(Beginning of DATA SHOWN)

PR #308, opened 2016-01-22
Improved Workspace Building

wfleming:
/cc @codeclimate/review 

This is the result of combining #300 & #302 and finishing up the remaining TODO items known from discussion on those 2 PRs.

The big takeaways:
* Calculation of the "workspace" (the set of paths an engine will operate on) is considerably more performant, and IMHO also conceptually simpler. Details of this were described in #302.
* There's less magic, which also means some things the CLI used to do it no longer does:
    * Ignore `.gitignore`: we believe this was fairly low value, and is not worth the complexity & potential performance penalty some edge cases incurred.
    * Stop doing an enormous amount of permissions/file type checking: if there are unreadable files locally that an engine tries to read, the engine should either handle it reasonably well, or the user should exclude those directories from analysis.
* **New feature**: per-engine excludes were made functionally trivial & entirely acceptable re: performance by this work, so they've been added.

Open question for the team: I have not yet done serious work auditing how existing engines will behave with unreadable files/directories. @pbrisbin seemed to say in #300 that errors being thrown in cases like this was acceptable, since the `exclude_paths` should be configured to ignore those things. Put another way: noisy failure is preferable to quietly ignoring something. Opinions? Is that acceptable, or should we do some tests & consider engines that don't handle this case cleanly as blocking shipping of this?

There are a couple CC complexity issues that popped up in the `PathTree` implementation: suggestions for improvements there are welcome. I've already improved that class from #302, and further improvements are not jumping out at me.

Caveats:

* Same as in #300, exclude paths are currently applied on top of explicit include paths (`codeclimate analyze FILE`), which can lead to unexpected behavior. In particular, due to how `PathTree` calculates its paths, you could end up analyzing *all* files if you attempted to explicitly analyze an excluded file. (This is because `all_paths` checks whether children were populated, and if they weren't it just returns its own root path -- including a file & then excluding it results in an empty set of children). Clearly that behavior is not correct, but before addressing that I think we should decide whether exclude paths should still apply when given explicit paths (i.e. in the case above the result should be no files to analyze), or should exclude paths be ignored when explicit paths have been provided?
* Explicit includes also have an interesting edge case where if an invalid path is specified, the actual path analyzed will end up being the parent of whichever part of the path wasn't valid. (i.e. if you specify `app/models/achtung`, and `achtung` does not exist, the entire contents of `app/models` will end up being analyzed). This is down to the recursive nature of the algorithm and the fact that the data structure is implemented as mutable (the latter may have been a mistake, but it does simplify some things). Since include paths are always given on the command line, I'm not sure if we should consider this blocking or just worthy of a note for future attention.


spec/cc/workspace/path_tree_benchmark_spec.rb
```diff
@@ -0,0 +1,90 @@
...
+  describe PathTree do
+    include FileSystemHelpers
+
+    MAX_FILTER_SECONDS = 10
+    NUM_FILES = 10_000
+    AVG_FILES_PER_DIR = 20
+    REPO_DEPTH = 30
+    NUM_EXCLUDES = 50
+
+    it "performs acceptably" do
```
wfleming: This spec may be better suited to a different `rake` task outside of `test` -- it's not a traditional spec in many ways. But since we got into our previous bad situation via a number of well-intentioned steps that led us to an unfortunate position, I wanted some kind of automated check to prevent this performance getting out of hand again.

brynary:
:clap:

With this model, if there is an unreadable file let's say `lib/urneadable.rb` that is not explicitly excluded... a) what the workspace paths provided to the engines look like? and b) are we still expecting the engine to potentially raise an exception if/when it tries to read it? (I think this is actually _desirable_, for the record)

pbrisbin:
> what the workspace paths provided to the engines look like? 

If there are no exclusions in `lib`, the workspace will be `["lib/"]`. If there are other exclusions in `lib` (but not `lib/unreadable.rb`) the workspace will be `["lib/unreadable.rb", "...", "..."]` with whatever was excluded, well, excluded.

(There's one caveat to  this: I think that docker-machine will prevent `lib/unreadable.rb` from even existing on the VM. I'm going to ignore this fact for now because I don't understand it well, not being an OSX user -- if you want more details, I defer to @wfleming)

> are we still expecting the engine to potentially raise an exception if/when it tries to read it? 

Yes, if the engine attempts to read a file it can't read, I'd expect/want an exception. I don't *think* we have any engines that silently rescue this case, but I'm not 100% sure.

wfleming:
Pat's description is correct, except for the following: in the docker-machine case the unreadable file will still exist, and will still be unreadable.

wfleming:
It should be noted that prior to this we explicitly excluded unreadable files in the CLI -- so if we *do* have any engines that silently rescue unreadable files, their observed behavior will not be changed by this work. I agree that's behavior we should change if it exists.

pbrisbin:
Ok. Then I'm not sure how the docker machine fact impacts things, but you
indicated previously (I think) that it may. Does it?

wfleming:
@pbrisbin the docker-machine case was part of my previous argument for why we needed to potentially handle unreadable files touched as part of the exclude/include path behavior. You were arguing (I think) that because the CLI is root in the container there shouldn't be any unreadable files, and I was providing a counter-example. Then I realized I was wrong about the needed behavior because of other details. You can safely forget everything I ever told you about docker-machine.

brynary:
OK, great. Both of those answers were what I was hoping/expecting. Do we have benchmark numbers on this implementation compared to current?

pbrisbin:
@wfleming great, I modified my comment to remove that confusion information, which, in retrospect, was just me making stuff up :)

Can the benchmark you have here be added to master (and maybe not made an assertion, but just output timings)? Then we could compare the numbers between the two branches.

lib/cc/analyzer/engines_config_builder.rb
```diff
@@ -56,20 +62,32 @@ def names_and_raw_engine_configs
...
       end
 
-      def include_paths
-        IncludePathsBuilder.new(exclude_paths, Array(@requested_paths)).build
+      def base_workspace
+        @base_workspace ||= Workspace::PathTree.new(".").tap do |path_tree|
+          path_tree.include_paths(@requested_paths) if @requested_paths.present?
+          path_tree.exclude_paths([".git"])
+          normalize_paths(@config.exclude_paths).each do |exclude|
+            path_tree.exclude_paths(Workspace::Exclusion.new(exclude).expand)
```
pbrisbin: I think it's a little leaky to let/expect callers to reach in for `PathTree` and `Exclusion` directly. WDYT about having `Workspace.create` (or something) to encapsulate the `PathTree` instantiation, then have `PathTree#exclude_paths` accept patterns and wrap them as `Exclusion`s internally?

wfleming:
> OK, great. Both of those answers were what I was hoping/expecting. Do we have benchmark numbers on this implementation compared to current?

We do! For a known case I have on a local repo where workspace building used to take 20-30 minutes, it now takes less than 1 second. Not the most precise benchmark, I know, but I think the orders of magnitude are the important thing ;).

There's [also a spec](https://github.com/codeclimate/codeclimate/pull/308/files#diff-f51289e63709b4499881a0eb0290c346R13) here that tries to stress-test the algorithm & keep it honest & performant in the future.

pbrisbin:
@wfleming I went ahead with that refactor, bringing back `Workspace` as a proper class and it's spec -- which I think exposed a bug. Can you take a look at the `Workspace` specs marked `skip` and let me know what you think?

spec/cc/workspace/path_tree_benchmark_spec.rb
```diff
@@ -0,0 +1,90 @@
...
+      within_temp_dir do
+        make_files
+        exclude_paths = make_exclude_paths
+
+        start_time = Time.now
+        tree = PathTree.new(".")
+        tree.exclude_paths(exclude_paths)
+        elapsed = Time.now - start_time
```
pbrisbin: Should we use `Benchmark.realtime` for these measurements?

spec/cc/workspace/path_tree_benchmark_spec.rb
pbrisbin: I vote we put this and other benchmarks under `./benchmarks`, with a separate rake task. I'd also vote they output timing information (e.g. `Benchmark.bm`), rather than assert on timings being under some threshold.

I wouldn't characterize what happened as developers just not realizing, because nothing was watching their backs. Rather, I think we would've actively used benchmarks during the development of this logic, had we had them -- and we probably should've written them then. Therefore, I think benchmarks being available to run and view as needed is just as valuable as putting performance-based assertions in the normal spec suite.

Maybe some day we could incorporate it into the release process, to run the benchmarks between master and the last released tag.

spec/cc/workspace/path_tree_benchmark_spec.rb
wfleming: Yes, probably -- I also turned up some unexpected things about the size of the generated workspace while porting this to master (master did blow well past the 10 second mark at about 2 minutes, FWIW), so I think this spec needs some attention overall.

lib/cc/workspace/exclusion.rb
```diff
@@ -0,0 +1,29 @@
...
+      def glob?
+        pattern.include?("*")
+      end
+
+      private
+
+      attr_reader :pattern
+
+      def simplify(pattern)
+        pattern.to_s.sub(%r{(/\*\*)?(/\*)?$}, "")
```
pbrisbin: I believe, because of this, we no longer need that `is_a?(Glob) => .value` hack. Since this will simplify `x/**/*` and `x/**` both to `x`. After adding the workspace spec using `vendor/**`, it still passes without that logic.

lib/cc/workspace/path_tree.rb
```diff
@@ -0,0 +1,115 @@
...
+          end
+        end
+      end
+
+      def insert(path_pieces)
+        return if path_pieces.empty?
+
+        entry = Pathname.new(root_path).children.detect { |c| c.basename.to_s == path_pieces[0] }
+        if entry && entry.directory?
+          children[entry.basename.to_s] = PathTree.new(entry.to_s)
```
pbrisbin: `PathTree.new` here and `self.class.new` at line 81. Probably should be consistent, I think I prefer `self.class.new` since it's robust against renames.

lib/cc/workspace/path_tree.rb
```diff
@@ -0,0 +1,115 @@
...
+        end
+      end
+
+      protected
+
+      def populated?
+        children.present?
+      end
+
+      def delete(path_pieces)
```
pbrisbin: FWIW: If you made this method signature `delete(head, *tail)`, you'd get `path_pieces[0]` and `path_pieces.drop(1)` for free. This is a common way to operate on lists in Haskell.

lib/cc/workspace/path_tree.rb
```diff
@@ -0,0 +1,115 @@
...
+        if 1 == path_pieces.size
+          children.delete(path_pieces[0])
+        else
+          child = children[path_pieces[0]]
+          if child
+            child.delete(path_pieces.drop(1))
+            children.delete(path_pieces[0]) unless child.populated?
+          else
+            CLI.debug(
+              "Couldn't exclude because part of path doesn't exist or was already excluded.",
```
pbrisbin: Under what circumstances do you expect this? Is it possible to remove those circumstances so we don't have to have this branch here?

pbrisbin: Same question for `#insert`

brynary:
> We do! For a known case I have on a local repo where workspace building used to take 20-30 minutes, it now takes less than 1 second. 

Something something computer science something big-Oh notation blah blah :)

brynary:
OK, so with this behavioral change what's the customer impact we need to communicate? How would we instruct someone who has exclude paths to know if they need to do anything, and if so what do they need to do?

lib/cc/workspace/exclusion.rb
wfleming: Good point, thanks. I had added it back, but I just reverted it.

lib/cc/workspace/path_tree.rb
wfleming: This falls into the same category as our long slack convo. You could have an old exclude pattern that no longer applies because you deleted a directory, or maybe it only applies to local files and you're running in .com, or maybe you made a typo. I don't think any of those cases are worth being overly noisy about, but I think they are worth having a message about in debug/verbose mode.

wfleming: Also for the cases where you might give the style of paths that `PathValidator` used to cover -- if you run something like `analyze /root/path` or `analyze ../../not/in/the/project/repo`, this will provide feedback about why that didn't work (albeit only with debug visibility).

pbrisbin:
I don't think there are any behavioral changes here. Users will just see better performance. @wfleming would you agree?

There may be subtle changes to how `analyze FILE` invocations work (so called "explicit includes"), but we're still nailing that down, so I'm not sure what they'll be yet.

lib/cc/workspace/path_tree.rb
pbrisbin: I can be convinced that we should keep the logging in `#insert` (and maybe make it a WARN even). But for excludes, I think we should silently ignore.

Two reasons:

- When I create a git project, I start with a `.gitignore` full of things that don't exist (yet or never will), this is super common and I see analysis exclusions the same way
- Something not existing clearly won't be analyzed, i.e. it's been excluded -- technically speaking, we've done the Right Thing

wfleming:
The big behavioral change that probably needs broad explanation is that we don't exclude the same things `git` does using `.gitignore` anymore -- that should have 0 impact on .com, but it could dramatically change local CLI results in some cases, and customers may want to add many of their `.gitignore` paths to their `.codeclimate.yml` as well.

The non-handling of unreadable files is the other behavioral change, and should also only impact local CLI usage. It's more of an edge case, though, so probably doesn't need to be broadcast as widely.

wfleming:
@codeclimate/review I think this is in a good place now. Git history still needs cleaning up, but the code is feeling cleaner than it was this morning, and we've corrected the behavior around applying exclude paths when explicit include paths have been given (we no longer apply the excludes in this case). Other thoughts?

pbrisbin:
LG(reate)TM. I think there's still a product decision needed around customer comms, but we could consider that blocking release, not merge if we wanted.

wfleming:
@brynary You have a chance to think about how you'd like to handle shipping this & educating users of the behavior change?

My thought was, aside from putting it in the GitHub release description, posting a changelog. I could write that up today so we could release the update tomorrow along with the changelog.

robtarr:
I built this version today and ran my code through it - working great!

KevinBongart:
Just some feedback: my `.rubocop.yml` config file doesn't seem to be taken into account (https://github.com/codeclimate/codeclimate-rubocop/issues/39) when running CC from this branch. Not sure if this fits here, but it seems like this PR is also trying to fix the issue?

wfleming:
Thanks for the feedback, @KevinBongart: if you have more details about that, could you please add them to https://github.com/codeclimate/codeclimate-rubocop/issues/39? I'd be interested to know if that's only on this branch or also the case on master (I'd be surprised if the behavior changed).

Keep in mind we don't currently support the `inherit_from` directive in RuboCop config files: that's been the cause of unexpected RuboCop results in many cases.

brynary:
@wfleming I think we can probably roll this out with just a Changelog. Can discuss tomorrow.

PR #309, opened 2016-01-22
Fix docker-machine error handling in wrapper

wfleming:
Just happened to notice that this bit referenced boot2docker when it
should be using docker-machine

:eyes: @codeclimate/review


pbrisbin:
Nice. LGTM.

PR #310, opened 2016-01-24
Init: respect excludes when enabling engines

wfleming:
`ConfigGenerator` now has a slightly improved algorithm for finding
files matching engine's `enable_regexps`. This fixes a bug & noticeably
improves performance in some cases as well.

The bug fix is that because we used to check the *entire* tree for files
matching an engine's patterns, you could enable an engine whose only
matching files were in auto-exclude paths. E.g. a project under
`vendor/` might have some JavaScript files used for local scripting or
something while your own code had no JS at all.

The performance benefit comes for similar reasons as the recent
refactor of workspace calculation with exclude paths: we touch
less data & less of the filesystem.

The new algorithm is similar to the old one: we still shell out to
`find` for available files, but `find` now only searches files that are
*NOT* within the excluded directories. I tried a variety of
implementations here, including things more similar to (or using) the
new `PathTree` implementation, but this was still the fastest
implementation across a variety of cases.

I also made a behavior change here: this won't auto-enable any engine
based on files in "."-prependend directories: this is an opinion I'm happy to back
away from, but in general "."-prepended directories & files are usually stuff not
related to your actual code that you would want analyzed, so this seems
reasonable. It does introduce a slight gap in behavior in that we don't
exclude those directories from analysis, just from enabling engines.

This also removes unused functionality from `Analysis::Filesystem`.

### DIFF
--- a/lib/cc/analyzer/filesystem.rb
+++ b/lib/cc/analyzer/filesystem.rb
@@ -1,6 +1,8 @@
 module CC
   module Analyzer
     class Filesystem
+      attr_reader :root
+
       def initialize(root)
         @root = root
       end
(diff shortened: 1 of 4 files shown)


wfleming:
cc @codeclimate/review 

@noahd1 This might be worth trying on the local case you had where `init` took an unreasonably long time.

noahd1:
It was `worker` IIRC

wfleming:
@noahd1 Decent test case, though `master` wasn't *that* slow for me on `worker`.

* `master`: 10.5s
* this branch: 1.8s

noahd1:
10 seconds is prettttty slow! Nice work.

pbrisbin:
Code looks like an improvement on things. If tests pass and things are fast, LGTM.

PR #312, opened 2016-01-24
Init: don't create engine configs when inappropriate

wfleming:
Because of the behavior where we create engine configs even if a
`.codeclimate.yml` exists, there was a case where
`#create_default_engine_configs` would do the wrong thing: that method
still called `#available_engines` on `ConfigGenerator` to decide which
engines to create configs for. However, in the case of a
`.codeclimate.yml` created or edited by the user, there could be engines
that `available_engines` considers available, but that are not enabled
in the yaml. In that case, this method would create config files
for engines the user isn't using.

This changes the behavior to read the engines from the
`.codeclimate.yml`, since it must exist by the time this method is
called. As a bonus, in cases where the `.codeclimate.yml` already
existed & we didn't generate it, reading this from the yaml can be much
faster than using the `ConfigGenerator` logic.

### DIFF
--- a/lib/cc/cli/init.rb
+++ b/lib/cc/cli/init.rb
@@ -10,7 +10,7 @@ module CC
       def run
         if !upgrade? && filesystem.exist?(CODECLIMATE_YAML)
           warn "Config file .codeclimate.yml already present.\nTry running 'validate-config' to check configuration."
-          create_default_engine_configs
+          create_default_engine_configs if engines_enabled?
         elsif upgrade? && engines_enabled?
           fatal "--upgrade should not be used on a .codeclimate.yml configured for the Platform.\nTry running 'validate-config' to check configuration."
         else
@@ -63,27 +63,32 @@ module CC
       end
 
       def available_engine_configs
-        all_paths = config_generator.eligible_engines.flat_map do |engine_name, _|
+        engine_names = existing_cc_config.engines.select do |_, config|
+          config.enabled?
+        end.keys
+
+        all_paths = engine_names.flat_map do |engine_name|
           engine_directory = File.expand_path("../../../../config/#{engine_name}", __FILE__)
           Dir.glob("#{engine_directory}/*", File::FNM_DOTMATCH)
         end
-
-        all_paths.reject { |path| [".", ".."].include?(File.basename(path)) }
+        all_paths.reject do |path|
+          %w[. ..].include?(File.basename(path))
+        end
       end
 
       def engines_enabled?
-        unless @engines_enabled.nil?
-          return @engines_enabled
-        end
-
-        if filesystem.exist?(CODECLIMATE_YAML)
-          config = CC::Analyzer::Config.new(File.read(CODECLIMATE_YAML))
-          @engines_enabled ||= config.engine_names.any?
-        end
+        cc_config = existing_cc_config
+        cc_config.present? && cc_config.engines.present?
       end
 
       def config_generator
         @config_generator ||= ConfigGenerator.for(filesystem, engine_registry, upgrade?)
+      end
+
+      def existing_cc_config
+        if filesystem.exist?(CODECLIMATE_YAML)
+          CC::Yaml.parse(filesystem.read_path(CODECLIMATE_YAML))
+        end
       end
     end
   end
--- a/spec/cc/cli/init_spec.rb
+++ b/spec/cc/cli/init_spec.rb
@@ -121,7 +121,8 @@ module CC::CLI
         it "still generates default config files" do
           filesystem.exist?(".codeclimate.yml").must_equal(false)
 
-          File.new(".codeclimate.yml", "w")
+          yaml = "---\nengines:\n  rubocop:\n    enabled: true"
+          File.write(".codeclimate.yml", yaml)
 
           filesystem.exist?(".codeclimate.yml").must_equal(true)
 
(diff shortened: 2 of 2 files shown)


wfleming:
cc @codeclimate/review

lib/cc/cli/init.rb
```diff
@@ -70,19 +70,21 @@ def available_configs
...
+        @engines_enabled ||= cc_config.present? && cc_config.engine_names.any?
       end
 
       def config_generator
         @config_generator ||= ConfigGenerator.for(filesystem, engine_registry, upgrade?)
       end
+
+      def existing_cc_config
+        if filesystem.exist?(CODECLIMATE_YAML)
+          CC::Analyzer::Config.new(filesystem.read_path(CODECLIMATE_YAML))
```
pbrisbin: `CC::Analyzer::Config` is a [dying class](https://github.com/codeclimate/codeclimate/blob/master/lib/cc/analyzer/config.rb#L5). Can you try using `CC::Yaml` directly?

lib/cc/cli/init.rb
```diff
@@ -70,19 +70,21 @@ def available_configs
...
-          return @engines_enabled
-        end
+        return @engines_enabled unless @engines_enabled.nil?
 
-        if filesystem.exist?(CODECLIMATE_YAML)
-          config = CC::Analyzer::Config.new(File.read(CODECLIMATE_YAML))
-          @engines_enabled ||= config.engine_names.any?
-        end
+        cc_config = existing_cc_config
+        @engines_enabled ||= cc_config.present? && cc_config.engine_names.any?
```
GordonDiggs: I'm not sure how valuable this memoization is. Most of the work is probably done in `existing_cc_config` and nothing will be memoized if `present?` or `any?` return false.

lib/cc/cli/init.rb
```diff
@@ -10,7 +10,7 @@ class Init < Command
       def run
         if !upgrade? && filesystem.exist?(CODECLIMATE_YAML)
           warn "Config file .codeclimate.yml already present.\nTry running 'validate-config' to check configuration."
-          create_default_configs
+          create_default_engine_configs
```
pbrisbin: Is there a strong reason for these renames (inserting `_engine_`)? I'm finding it distracting when trying to make out the actual code change here.

Given your PR description I expected a smaller change, something along the lines of:

- extract something like `#engine_names` that uses cc.yml if present or `ConfigGenerator` if not
- Replace `config_generator.eligible_engines` with `#engine_names`

The other renames and refactors might be good, but I think it'd be easier to discern if the behavior-changing and non-behavior-changing stuff were in separate PRs.

wfleming: They're in separate commits to make review easier, if that helps. I can extract the rename commit as a separate PR if you'd like.

pbrisbin: The commits don't seem sliced that way. https://github.com/codeclimate/codeclimate/commit/668956f7ce32d996f27836d7d1aaf82649f876fb has a rename in it, for example. An, in that commit, I still can't see where you fallback to config-generator when `existing_cc_config` *doesn't* exist, but maybe I'm misunderstanding the intent (because of the diff confusion?).

wfleming: Bummer: I was doing a fair amount of rebase editing & must have fouled something. Sorry, I'll redo.

> I still can't see where you fallback to config-generator when existing_cc_config doesn't exist, but maybe I'm misunderstanding the intent (because of the diff confusion?).

I don't think that case exists, and I did not intend to implement that behavior. If the YAML already exists, it already exists, yay. If it does not exist when you run `init`, `#create_codeclimate_yaml` will write it, and again it will exist before `#create_default_engine_configs` is called.

pbrisbin: >  If it does not exist when you run init, #create_codeclimate_yaml will write it, and again it will exist before #create_default_engine_configs is called.

Sorry, yeah, I didn't get that originally. Makes sense.

lib/cc/cli/init.rb
wfleming: You're right the `||` bit is pointless: I'll remove that. We do an existence check up above, though, specifically so that we do memoize the `false` case.

pbrisbin:
LGTM. I'd support any of:

- Pull the rename out to its own PR, which I will immediately :+1:
- Fix the two commits so the right changes are in the right place, but keep as one PR
- Squash the commits to 1, if redoing them is too much of a hassle

lib/cc/cli/init.rb
wfleming: Will do.

pbrisbin: Feel free to argue for its existence though, if you find in the course of doing so that it makes sense to keep it. The decision to deprecate was made a long time ago and possibly in haste.

wfleming:
Thanks @GordonDiggs & @pbrisbin: ready for another look.

lib/cc/cli/init.rb
```diff
@@ -63,28 +63,33 @@ def create_default_engine_configs
...
+        end.keys
+
+        all_paths = engine_names.flat_map do |engine_name|
           engine_directory = File.expand_path("../../../../config/#{engine_name}", __FILE__)
           Dir.glob("#{engine_directory}/*", File::FNM_DOTMATCH)
         end
-
-        all_paths.reject { |path| [".", ".."].include?(File.basename(path)) }
+        all_paths.reject do |path|
+          [".", ".."].include?(File.basename(path))
```
GordonDiggs: :lipstick: use `%w` here

GordonDiggs:
One style thing but otherwise LGTM

PR #316, opened 2016-01-30
Run specs in docker, fix race condition

pbrisbin:
I went with separate test and citest make targets (vs "test: image test_only")
because running on CI is also different in that it should pass the CI-related
enviroment variables too.

d845ec6 has details about the race condition but not the fix, d0ee4b3 actually
implements what I think is a real fix.

/cc @codeclimate/review

### DIFF
--- a/Makefile
+++ b/Makefile
@@ -1,9 +1,27 @@
-.PHONY: build install uninstall
+.PHONY: build install uninstall image test citest
 
 PREFIX ?= /usr/local
 
 image:
 	docker build -t codeclimate/codeclimate .
+
+test: image
+	docker run --rm \
+	  --entrypoint bundle \
+	  --volume /var/run/docker.sock:/var/run/docker.sock \
+	  codeclimate/codeclimate exec rake
+
+citest:
+	docker run \
+	  --env CIRCLECI=$(CIRCLECI) \
+	  --env CIRCLE_BUILD_NUM=$(CIRCLE_BUILD_NUM) \
+	  --env CIRCLE_BRANCH=$(CIRCLE_BRANCH) \
+	  --env CIRCLE_SHA1=$(CIRCLE_SHA1) \
+	  --env CODECLIMATE_REPO_TOKEN=$(CODECLIMATE_REPO_TOKEN) \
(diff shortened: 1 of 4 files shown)


pbrisbin:
FYI: this is a re-opening of #265

Makefile
```diff
@@ -1,10 +1,27 @@
...
 
 PREFIX ?= /usr/local
 
 image:
 	docker build -t codeclimate/codeclimate .
 
+test: image
+	docker run --rm \
+	  --entrypoint bundle \
+	  --volume /var/run/docker.sock:/var/run/docker.sock \
```
wfleming: Looks like we're missing the rest of the command here?

lib/cc/analyzer/container.rb
```diff
@@ -172,6 +172,7 @@ def kill_reader_threads
       def reap_running_container(message)
         Analyzer.logger.warn("killing container name=#{@name} message=#{message.inspect}")
         POSIX::Spawn::Child.new("docker", "kill", @name)
+        POSIX::Spawn::Child.new("docker", "wait", @name)
```
wfleming: In the past we've seen zombie engines that continued to run even after being killed. If that were to happen, this would result in builder effectively zombieing as well as it would wait for something that isn't actually going to die. That might make a zombie engine more visibile, which would be good, but it might also just make the problem worse. Thoughts on that?

Makefile
pbrisbin: The editor version of "I did a `mv` when I mean `cp`". Fixed.

lib/cc/analyzer/container.rb
pbrisbin: You're right. I was originally going to argue against adding the complexity of a timeout here for a number of reasons, then I realized I can just pass the `:timeout` option to `Child.new` which is super easy. I'll do that.

wfleming: That makes sense to me!

pbrisbin:
@wfleming good for a squash-merge?

wfleming:
:eggplant: :ship:

PR #317, opened 2016-02-01
Simplify exclude_paths generated by init

wfleming:
Previously we appended `**/*` to all auto-excluded directories: that's
no longer required by the new exclude behavior, so no reason to keep it.

cc @codeclimate/review

### DIFF
--- a/lib/cc/cli/config.rb
+++ b/lib/cc/cli/config.rb
@@ -21,13 +21,7 @@ module CC
 
       def add_exclude_paths(paths)
         config["exclude_paths"] ||= []
-        config["exclude_paths"] += paths.map do |path|
-          if path.ends_with?("/")
-            "#{path}**/*"
-          else
-            path
-          end
-        end
+        config["exclude_paths"] |= paths
       end
 
       private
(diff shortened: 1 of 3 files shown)


jpignata:
Did you mean to type `**/*` is what we'd append or am I missing something?

wfleming:
> Did you mean to type **/* is what we'd append or am I missing something?

Sigh. That *is* what I typed, but markdown decided that meant I wanted `\*\<em\>/\</em\>`

lib/cc/cli/config.rb
```diff
@@ -21,13 +21,7 @@ def add_engine(engine_name, engine_config)
...
       def add_exclude_paths(paths)
         config["exclude_paths"] ||= []
-        config["exclude_paths"] += paths.map do |path|
-          if path.ends_with?("/")
-            "#{path}**/*"
-          else
-            path
-          end
-        end
+        config["exclude_paths"] += paths
```
GordonDiggs: Could be a good use case for `|=` here

wfleming: Good point. Updated.

GordonDiggs:
LGTM

PR #319, opened 2016-02-01
Update Gems

wfleming:
Primarily after cc-yaml 0.8.0 here, but there's some patch releases
available we should take as well.

cc-yaml: https://github.com/codeclimate/codeclimate-yaml/commit/e141f7eaf14d4c0493149aecadce5345182504ef
rainbow: https://github.com/sickill/rainbow/compare/v2.0.0...v2.1.0

cc @codeclimate/review


pbrisbin:
LGTM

(End of DATA SHOWN)

WHAT YOU SHOULD DO: Restate exactly the records above from their first line through the line that holds "less magic, which", please, including both and leaving out all others.

TASK RESULT:
PR #308, opened 2016-01-22
Improved Workspace Building

wfleming:
/cc @codeclimate/review 

This is the result of combining #300 & #302 and finishing up the remaining TODO items known from discussion on those 2 PRs.

The big takeaways:
* Calculation of the "workspace" (the set of paths an engine will operate on) is considerably more performant, and IMHO also conceptually simpler. Details of this were described in #302.
* There's less magic, which also means some things the CLI used to do it no longer does:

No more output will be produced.